Pulaski had asked if he happened to know Mickey Shaughnessey.

“Never heard the name,” confessed Jaywalker.

“Well, you will,” Pulaski assured him. “You and the rest of the do-gooders on the defense side. I’m only sorry I won’t be there to watch the sparks fly.”

“A street fighter, huh?”

“You might say that.” Pulaski laughed. “Well, you two have fun.” Followed by a click.

So the slimeball had been replaced by a brawler. Fair enough, Jaywalker decided. Alonzo Barnett’s thoughtful, quiet intelligence might come off even better against a red-faced, two-fisted Irishman.

Although it was far from the top of his list of favorite things to do, Jaywalker spent the next day hitting the books. He wanted to check out a seldom-used defense called agency. At least that was its short name, sort of how Jaywalker was short for Harrison J. Walker. Technically termed “agent of the buyer,” it went something like this.

A drug deal often involves more than just two people. There are the hand-to-hand participants, the seller and the buyer. But frequently there’s a cast of supporting characters. There can be a broker, the guy who puts the seller and buyer together, and in that respect acts not all that differently from a real estate broker. There can be a middleman, somebody who positions himself between the seller and the buyer. For a piece of the action, whether that turns out to be cash, drugs or both, he serves to insulate the principals from each other, lest one be looking to either rip off or arrest the other. Then there’s the connection, the seller’s immediate source of supply, and his connection, on up the ladder. There may be a moneyman, separate and distinct from the seller. There may be a stash man, who sits on the drugs, a re-up man to replenish the supply, a lookout to watch out for the Man and even a gofer or two.

Under the law of “acting in concert,” all these individuals are equally guilty of participating in the sale. With one exception, of course, and that’s the buyer. Not even the vast breadth of the acting-in-concert law can ignore the fact that since he’s the one who’s purchasing the drugs, the buyer can’t at the same time be selling them.

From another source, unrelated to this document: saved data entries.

PR #7840, opened 2023-05-19
feat(ls): add LS support for showAst requests

brandonspark:
## What:
This PR adds in LS support for `semgrep/showAst` requests, which are meant to be sent from the VS Code extension, to see the dumped AST for the currently open file.

## Why:
I imagine this will be helpful for developers and people who write rules.

## How:
I basically copied `ocaml-lsp` and pattern matched on what I needed to do.

## Test plan:
`make test`

PR checklist:


aryx:
The test plan is quite mysterious. How did you manage to write this code if you can't even test if it works?

brandonspark:
@aryx yeah, i was debating putting it up as "draft". i wrote it by looking through copious examples (`ocaml-lsp` and `rust-analyzer`, mostly). im just waiting on austin so he can tell me how i would actually go about verifying that it's correct

ajbt200128 (changes requested):
Overall looks good

About testing from a high level my testing plans have been:
* test whatever can be tested w/out mocking LSP messages in Unit_LS.ml (i.e. the logic to check if a match is in a changed line of a file is tested there)
* whatever requires mocking LSP messages/lifecycle stuff is tested on the python side for now `cli/tests/e2e/test_ls.py` (this is where you'd want to right tests for commands)
* As far as for VSCode, I don't really have any tests there, as 90% of the code is just hooking up commands or UI, and I want to try to keep any complicated logic out of it as best as possible (so porting to other IDEs is as simple as possible)

src/language_server/custom_requests/ShowAst.ml
```diff
@@ -0,0 +1,72 @@
...
+  let lang = Lang.lang_of_filename_exn (Fpath.v file) in
+  (* copied from -dump_ast *)
+  let { Parsing_result2.ast; _ } =
+    if named then Parse_target.parse_and_resolve_name lang file
+    else Parse_target.just_parse_with_lang lang file
+  in
+  let v = Meta_AST.vof_any (AST_generic.Pr ast) in
+  (* 80 columns is too little *)
+  Format.set_margin 120;
+  let s = OCaml.string_of_v v in
```
ajbt200128, line 74: Mentioned this in the VSCode PR, but depending on how you want to display the AST, you may want to turn this into some sort of JSON, instead of formatted text, so we can display it better in VSCode

src/language_server/custom_requests/ShowAst.ml
```diff
@@ -0,0 +1,72 @@
...
+open Lsp
+
+(*****************************************************************************)
+(* Prelude *)
+(*****************************************************************************)
+(* Custom LSP request for a command which will show the Semgrep
+   Generic AST of the given file.
+
+   This file largely follows the structure of ocaml-lsp, such as:
+   https://github.com/ocaml/ocaml-lsp/blob/master/ocaml-lsp-server/src/custom_requests/req_wrapping_ast_node.ml
```
ajbt200128, line 25: I like this pattern, we should probably do the same for custom notifications

src/language_server/custom_requests/ShowAst.mli
```diff
@@ -0,0 +1,2 @@
+val meth : string
+val on_request : Jsonrpc.Structured.t option -> Yojson.Safe.t option
```
ajbt200128, line 2: This is more of a question for my benefit than for the review, but is this somewhere we'd want to use signatures (i.e. any custom request file would implement some custom request signature)?

brandonspark: I'm actually not sure of the best way to do this, because I'm not sure that we could make each file conform to a signature, for example. We could put a module in each file that ascribes to the same signature, but that would encapsulate the data twice, and also I figure each `on_request` method might have different parameters. For now, I'm OK with different signatures for each file.

src/language_server/custom_requests/ShowAst.ml
brandonspark: I'm not actually sure if there's a way to generate a `Yojson` value from our `AST_generic`. For now, can we move with the formatted string, and then fix it later if we see a need to make it nicer?

brandonspark:
@ajbt200128 i took a break from this for a very long time... sorry about bringing it back. but hopefully, it has better coverage now

src/language_server/custom_requests/ShowAst.mli
ajbt200128: Makes sense, that's what I was thinking to but was unsure

src/language_server/custom_requests/ShowAst.ml
ajbt200128: I think you should be able to do
`ast |> AST_generic_to_v1.program |> Ast_generic_v1_j.string_of_program`
or another similar Ast_generic_v1_j method. There's an atd spec of the ast so I think there should be a way if that's not it.

I'm ok with the text view tho, mostly leaving this comment for if we want to come back to it in the future

ajbt200128 (approved):
Tests and everything look good! We might want to wait to merge until we've tested it e2e w/vscode, but also the tests look like they're passing so it should be pretty safe, up to you

ajbt200128:
Looks good, merge whenever @brandonspark

aryx:
Ok CI is passing so I'll merge it for brandon.

PR #7844, opened 2023-05-19
osemgrep: some more output tweaks

hannesm:
for one, it is indentation of the scan status section

on the other note, this respects the environment variables for negetable flags

test plan:
- make osempass

PR checklist:

### DIFF
--- a/libs/commons/Cmdliner_helpers.ml
+++ b/libs/commons/Cmdliner_helpers.ml
@@ -28,14 +28,34 @@ let add_option_dashes option_names =
    backward compatibility with the Python CLI.
    See https://github.com/dbuenzli/cmdliner/issues/164
 *)
-let negatable_flag ?(default = false) ?env ~neg_options ~doc options =
+let negatable_flag ?(default = false) ~neg_options ~doc options =
   let neg_doc =
     let options_str = add_option_dashes options |> String.concat "/" in
     Printf.sprintf "negates %s" options_str
   in
-  let enable = (true, Arg.info options ~doc ?env) in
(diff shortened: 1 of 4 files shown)


libs/commons/Cmdliner_helpers.ml
```diff
@@ -28,15 +28,35 @@ let add_option_dashes option_names =
...
     Printf.sprintf "negates %s" options_str
   in
-  let enable = (true, Arg.info options ~doc ?env) in
+  let enable = (true, Arg.info options ~doc) in
   let disable = (false, Arg.info neg_options ~doc:neg_doc) in
   Arg.value (Arg.vflag default [ enable; disable ])
 
+(* Cmdliner.Arg.vflag does not support environment variables, thus we use
+   Arg.value manually if we need supporting environment variables as well *)
+let negatable_flag_with_env ?(default = false) ?env ~neg_options ~doc options =
```
aryx, line 42: Should we just replace the buggy negatable_flag by this new implementation?

aryx (approved):

libs/commons/Cmdliner_helpers.ml
hannesm: We can of course replace the `negatable_flags` by this code. I removed the `env` argument from `negatable_flags` (to ensure future uses won't end up in the same situation).

I somehow prefer the `Arg.vflag` approach better (more stuff is handled in Cmdliner) than the hand-crafted `negatable_flag_with_env`, but I also understand only using one approach leads to easier to understand code and less code paths to maintain.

From that necessary distinction has grown an arcane and almost unheard of defense. Borrowing from the principles of contract law, some clever defense lawyer postulated years back that if someone aids a transaction by helping the buyer rather than the seller, it follows that he can be no more guilty of sale than the buyer is. Take, for example, a buyer who speaks only English, who’s going to purchase drugs from a seller known to speak only Spanish. To protect himself from being overcharged or short-weighted, the buyer enlists a bilingual friend to come along and act as an interpreter, either as a favor or for a fee. The friend’s only role is to translate for the buyer; he’s never even met the seller. In theory, the friend, should he be arrested, can argue that he acted solely as the agent of the buyer and therefore can’t be convicted of sale. Criminal facilitation, perhaps, for having assisted in the overall transaction, but not sale. And while Alonzo Barnett was facing multiple counts of sale, nowhere in the indictment was there a count charging him with criminal facilitation, an oversight that left Jaywalker free to argue that his client had merely been acting as an agent for the buyer.

In theory, at least.

In practice, it never seemed to work out that way. Despite spending an entire day searching the case law, Jaywalker was unable to find a single case where a defendant had actually been acquitted on agency, or a single instance where a judge had been reversed for refusing to instruct the jury on the defense.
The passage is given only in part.